Stored data
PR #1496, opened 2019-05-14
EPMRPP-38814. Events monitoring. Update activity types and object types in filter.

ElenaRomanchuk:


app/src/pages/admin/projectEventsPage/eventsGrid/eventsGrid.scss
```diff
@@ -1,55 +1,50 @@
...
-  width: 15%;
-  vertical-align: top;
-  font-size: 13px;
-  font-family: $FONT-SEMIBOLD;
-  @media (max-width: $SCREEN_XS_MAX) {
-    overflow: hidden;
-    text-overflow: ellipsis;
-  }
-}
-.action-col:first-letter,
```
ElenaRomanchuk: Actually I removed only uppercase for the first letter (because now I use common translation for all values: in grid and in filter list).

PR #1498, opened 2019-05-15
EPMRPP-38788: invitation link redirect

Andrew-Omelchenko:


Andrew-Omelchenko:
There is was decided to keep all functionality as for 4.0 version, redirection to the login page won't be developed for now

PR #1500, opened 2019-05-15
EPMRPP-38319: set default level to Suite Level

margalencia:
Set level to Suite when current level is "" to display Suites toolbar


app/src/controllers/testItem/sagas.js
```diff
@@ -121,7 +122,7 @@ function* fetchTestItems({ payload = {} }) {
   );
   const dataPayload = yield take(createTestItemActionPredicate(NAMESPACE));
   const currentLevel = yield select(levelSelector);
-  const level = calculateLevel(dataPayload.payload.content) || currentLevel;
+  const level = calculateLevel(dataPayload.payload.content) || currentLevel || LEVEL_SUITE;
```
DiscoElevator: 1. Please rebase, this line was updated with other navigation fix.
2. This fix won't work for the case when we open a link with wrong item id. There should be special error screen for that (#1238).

* * *

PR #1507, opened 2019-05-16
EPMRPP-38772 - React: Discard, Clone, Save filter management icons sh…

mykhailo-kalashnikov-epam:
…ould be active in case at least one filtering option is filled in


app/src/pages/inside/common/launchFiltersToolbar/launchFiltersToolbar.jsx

**YOUR GOAL**
Report each line in the data above that holds the word "overflow" by copying it.

**ANSWER TO THIS EXERCISE**
-    overflow: hidden;
-    text-overflow: ellipsis;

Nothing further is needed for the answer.